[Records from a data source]
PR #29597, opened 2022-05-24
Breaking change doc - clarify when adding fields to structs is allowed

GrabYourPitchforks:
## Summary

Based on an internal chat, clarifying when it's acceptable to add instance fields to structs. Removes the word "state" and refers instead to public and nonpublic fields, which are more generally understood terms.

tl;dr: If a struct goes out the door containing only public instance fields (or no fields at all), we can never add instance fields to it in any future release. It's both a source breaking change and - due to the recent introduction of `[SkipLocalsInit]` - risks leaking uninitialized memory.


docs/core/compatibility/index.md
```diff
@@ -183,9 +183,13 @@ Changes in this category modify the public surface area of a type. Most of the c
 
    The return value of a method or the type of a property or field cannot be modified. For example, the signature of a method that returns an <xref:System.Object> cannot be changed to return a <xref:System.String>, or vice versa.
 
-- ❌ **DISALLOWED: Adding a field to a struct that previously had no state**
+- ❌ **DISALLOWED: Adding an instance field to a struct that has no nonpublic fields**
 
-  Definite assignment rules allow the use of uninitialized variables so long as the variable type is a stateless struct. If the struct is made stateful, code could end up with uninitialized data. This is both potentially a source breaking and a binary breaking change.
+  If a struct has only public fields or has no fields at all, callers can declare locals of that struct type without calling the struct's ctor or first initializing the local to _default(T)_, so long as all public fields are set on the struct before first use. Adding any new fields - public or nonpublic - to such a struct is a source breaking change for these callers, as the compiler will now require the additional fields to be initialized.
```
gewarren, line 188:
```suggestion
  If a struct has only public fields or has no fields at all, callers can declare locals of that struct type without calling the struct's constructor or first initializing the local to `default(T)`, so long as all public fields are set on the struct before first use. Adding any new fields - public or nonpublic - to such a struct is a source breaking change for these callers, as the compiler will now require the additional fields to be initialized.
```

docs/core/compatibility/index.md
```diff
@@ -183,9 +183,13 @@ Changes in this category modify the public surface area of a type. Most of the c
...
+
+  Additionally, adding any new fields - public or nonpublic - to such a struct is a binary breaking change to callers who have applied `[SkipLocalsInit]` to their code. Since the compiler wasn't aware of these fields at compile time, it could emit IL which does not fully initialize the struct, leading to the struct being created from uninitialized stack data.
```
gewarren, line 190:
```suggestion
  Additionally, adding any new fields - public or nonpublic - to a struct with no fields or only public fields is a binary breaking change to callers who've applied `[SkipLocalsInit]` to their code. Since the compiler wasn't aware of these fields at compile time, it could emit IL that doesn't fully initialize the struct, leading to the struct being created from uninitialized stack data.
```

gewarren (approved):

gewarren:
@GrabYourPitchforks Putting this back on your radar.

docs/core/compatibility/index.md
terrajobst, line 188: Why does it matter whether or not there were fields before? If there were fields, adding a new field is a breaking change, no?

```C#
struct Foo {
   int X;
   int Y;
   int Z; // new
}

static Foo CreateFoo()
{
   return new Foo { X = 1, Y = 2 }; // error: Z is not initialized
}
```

*Work task:* Write out exactly the lines above from the line with "Based on an" through the line with "tl;dr: If a", both of them included, and leave out all other lines.

*Response box:*
Based on an internal chat, clarifying when it's acceptable to add instance fields to structs. Removes the word "state" and refers instead to public and nonpublic fields, which are more generally understood terms.

tl;dr: If a struct goes out the door containing only public instance fields (or no fields at all), we can never add instance fields to it in any future release. It's both a source breaking change and - due to the recent introduction of `[SkipLocalsInit]` - risks leaking uninitialized memory.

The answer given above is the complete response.